PROMPT: The full set of entries needs to be reproduced exactly.
*** DATA FOR THIS TASK Section Begins ***
PR #583, opened 2021-03-25
Pin setuptools_scm deps for python_version<"3.6"

skirpichev:
Closes #580

An alternative to #581.

PR #586, opened 2021-03-26
Don't use setuptools_scm: revert to manual version management

### LINKED ISSUE #580: setuptools_scm dropped Python 2 breaking install

skirpichev:
The setuptools_scm usage was broken by 867d8784 (likely,
this is a source of problem in #585)

Closes #580 (an alternative to #583 and #581)
Solves #585 as well.

### DIFF
--- a/setup.cfg
+++ b/setup.cfg
@@ -2,6 +2,7 @@
 name = mpmath
 description = Python library for arbitrary-precision floating-point arithmetic
 long_description = file: README.rst
+version = attr: mpmath.__version__
 author = Fredrik Johansson
 author_email = fredrik.johansson@gmail.com
 url = http://mpmath.org/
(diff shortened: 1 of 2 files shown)


mikedh:
This looks like a great solution! 👍

skirpichev:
*** DATA FOR THIS TASK Section Ends ***
SOLVED EXERCISE:
PR #583, opened 2021-03-25
Pin setuptools_scm deps for python_version<"3.6"

skirpichev:
Closes #580

An alternative to #581.

PR #586, opened 2021-03-26
Don't use setuptools_scm: revert to manual version management

### LINKED ISSUE #580: setuptools_scm dropped Python 2 breaking install

skirpichev:
The setuptools_scm usage was broken by 867d8784 (likely,
this is a source of problem in #585)

Closes #580 (an alternative to #583 and #581)
Solves #585 as well.

### DIFF
--- a/setup.cfg
+++ b/setup.cfg
@@ -2,6 +2,7 @@
 name = mpmath
 description = Python library for arbitrary-precision floating-point arithmetic
 long_description = file: README.rst
+version = attr: mpmath.__version__
 author = Fredrik Johansson
 author_email = fredrik.johansson@gmail.com
 url = http://mpmath.org/
(diff shortened: 1 of 2 files shown)


mikedh:
This looks like a great solution! 👍

skirpichev:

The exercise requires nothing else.